* _Your instructions_:
Determine how many lines of the listing below hold the string "click", then state that number alone.

* _Excerpted data_:

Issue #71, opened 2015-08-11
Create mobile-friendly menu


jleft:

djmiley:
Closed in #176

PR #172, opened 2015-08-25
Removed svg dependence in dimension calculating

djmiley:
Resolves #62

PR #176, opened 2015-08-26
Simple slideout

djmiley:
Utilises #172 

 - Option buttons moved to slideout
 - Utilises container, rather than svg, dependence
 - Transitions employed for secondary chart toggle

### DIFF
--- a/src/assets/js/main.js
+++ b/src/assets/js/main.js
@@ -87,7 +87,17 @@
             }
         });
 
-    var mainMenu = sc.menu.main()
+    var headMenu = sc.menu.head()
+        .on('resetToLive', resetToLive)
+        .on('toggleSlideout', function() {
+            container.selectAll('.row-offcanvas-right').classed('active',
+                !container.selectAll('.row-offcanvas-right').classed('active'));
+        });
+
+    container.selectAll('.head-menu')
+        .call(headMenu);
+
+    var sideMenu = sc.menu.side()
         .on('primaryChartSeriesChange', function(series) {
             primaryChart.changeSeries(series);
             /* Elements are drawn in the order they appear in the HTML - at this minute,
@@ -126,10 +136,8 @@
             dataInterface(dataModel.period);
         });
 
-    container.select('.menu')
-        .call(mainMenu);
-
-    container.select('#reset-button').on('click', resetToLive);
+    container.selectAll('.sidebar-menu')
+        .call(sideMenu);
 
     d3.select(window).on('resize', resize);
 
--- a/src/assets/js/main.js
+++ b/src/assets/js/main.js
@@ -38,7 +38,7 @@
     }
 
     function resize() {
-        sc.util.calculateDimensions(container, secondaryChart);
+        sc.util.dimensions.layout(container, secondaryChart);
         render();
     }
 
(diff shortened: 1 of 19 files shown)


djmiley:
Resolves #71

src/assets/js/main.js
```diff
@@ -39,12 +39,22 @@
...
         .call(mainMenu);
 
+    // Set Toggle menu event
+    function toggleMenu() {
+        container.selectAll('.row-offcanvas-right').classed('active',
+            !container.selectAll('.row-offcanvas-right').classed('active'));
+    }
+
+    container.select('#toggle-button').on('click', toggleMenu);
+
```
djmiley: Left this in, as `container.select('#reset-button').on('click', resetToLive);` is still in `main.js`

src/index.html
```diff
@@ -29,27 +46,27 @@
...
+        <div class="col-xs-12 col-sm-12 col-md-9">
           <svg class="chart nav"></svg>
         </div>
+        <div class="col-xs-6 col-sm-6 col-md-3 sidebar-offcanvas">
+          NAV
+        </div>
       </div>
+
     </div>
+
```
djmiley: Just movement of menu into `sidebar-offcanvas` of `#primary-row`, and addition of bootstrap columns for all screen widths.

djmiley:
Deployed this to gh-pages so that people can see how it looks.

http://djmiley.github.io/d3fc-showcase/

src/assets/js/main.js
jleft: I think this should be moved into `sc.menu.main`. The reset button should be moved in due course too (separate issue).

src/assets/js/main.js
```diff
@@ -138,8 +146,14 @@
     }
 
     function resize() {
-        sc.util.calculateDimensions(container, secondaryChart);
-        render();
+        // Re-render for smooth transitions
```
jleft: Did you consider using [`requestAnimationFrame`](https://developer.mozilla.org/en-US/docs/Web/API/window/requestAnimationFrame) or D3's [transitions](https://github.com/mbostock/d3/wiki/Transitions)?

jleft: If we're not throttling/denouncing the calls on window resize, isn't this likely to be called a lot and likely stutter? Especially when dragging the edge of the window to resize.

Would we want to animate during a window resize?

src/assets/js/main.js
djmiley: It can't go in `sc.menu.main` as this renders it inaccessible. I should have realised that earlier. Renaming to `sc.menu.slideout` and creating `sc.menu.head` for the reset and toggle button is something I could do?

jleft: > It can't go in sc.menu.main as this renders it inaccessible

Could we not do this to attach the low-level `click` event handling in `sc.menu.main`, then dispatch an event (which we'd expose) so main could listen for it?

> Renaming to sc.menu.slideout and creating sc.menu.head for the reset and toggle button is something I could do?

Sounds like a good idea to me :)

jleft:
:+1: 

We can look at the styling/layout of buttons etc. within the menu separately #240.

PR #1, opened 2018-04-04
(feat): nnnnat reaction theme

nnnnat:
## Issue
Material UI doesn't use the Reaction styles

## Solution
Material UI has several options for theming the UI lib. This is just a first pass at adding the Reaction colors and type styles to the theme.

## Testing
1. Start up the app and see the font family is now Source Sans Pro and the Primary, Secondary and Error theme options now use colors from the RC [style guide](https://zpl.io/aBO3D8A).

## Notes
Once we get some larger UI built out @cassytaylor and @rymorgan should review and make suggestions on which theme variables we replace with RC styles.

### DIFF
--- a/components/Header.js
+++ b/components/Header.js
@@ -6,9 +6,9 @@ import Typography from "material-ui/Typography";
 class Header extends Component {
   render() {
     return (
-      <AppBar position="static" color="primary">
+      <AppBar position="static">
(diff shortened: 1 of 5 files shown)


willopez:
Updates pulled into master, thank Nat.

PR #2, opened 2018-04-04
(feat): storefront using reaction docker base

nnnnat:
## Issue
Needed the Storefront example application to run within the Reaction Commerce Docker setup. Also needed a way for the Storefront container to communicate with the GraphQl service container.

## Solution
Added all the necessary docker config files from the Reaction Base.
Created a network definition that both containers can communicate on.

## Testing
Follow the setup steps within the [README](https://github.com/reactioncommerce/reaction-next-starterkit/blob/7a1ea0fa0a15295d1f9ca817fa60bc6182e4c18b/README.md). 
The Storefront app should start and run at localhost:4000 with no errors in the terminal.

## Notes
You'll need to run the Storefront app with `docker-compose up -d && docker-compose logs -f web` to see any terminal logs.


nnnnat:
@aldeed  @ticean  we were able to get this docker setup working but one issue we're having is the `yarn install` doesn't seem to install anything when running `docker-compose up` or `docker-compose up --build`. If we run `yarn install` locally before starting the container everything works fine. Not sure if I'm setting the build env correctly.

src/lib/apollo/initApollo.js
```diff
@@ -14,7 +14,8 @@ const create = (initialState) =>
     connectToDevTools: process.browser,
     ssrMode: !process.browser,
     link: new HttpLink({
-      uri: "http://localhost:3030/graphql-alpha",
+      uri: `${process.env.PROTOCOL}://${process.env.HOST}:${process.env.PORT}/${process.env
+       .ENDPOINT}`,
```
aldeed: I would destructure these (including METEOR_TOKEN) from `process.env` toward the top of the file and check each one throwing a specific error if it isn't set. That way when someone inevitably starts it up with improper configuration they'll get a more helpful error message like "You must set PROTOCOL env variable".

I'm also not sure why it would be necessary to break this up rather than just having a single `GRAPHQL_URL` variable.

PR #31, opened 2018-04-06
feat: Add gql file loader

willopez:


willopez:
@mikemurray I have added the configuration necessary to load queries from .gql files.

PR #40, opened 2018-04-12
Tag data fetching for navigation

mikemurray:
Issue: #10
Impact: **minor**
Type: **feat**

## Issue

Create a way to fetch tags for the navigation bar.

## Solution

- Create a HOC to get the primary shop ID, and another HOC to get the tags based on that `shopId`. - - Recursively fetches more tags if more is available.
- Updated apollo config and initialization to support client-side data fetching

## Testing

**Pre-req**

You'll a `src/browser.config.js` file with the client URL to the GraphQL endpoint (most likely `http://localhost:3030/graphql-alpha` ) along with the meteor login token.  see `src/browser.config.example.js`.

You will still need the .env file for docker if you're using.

* _Finished task_:
4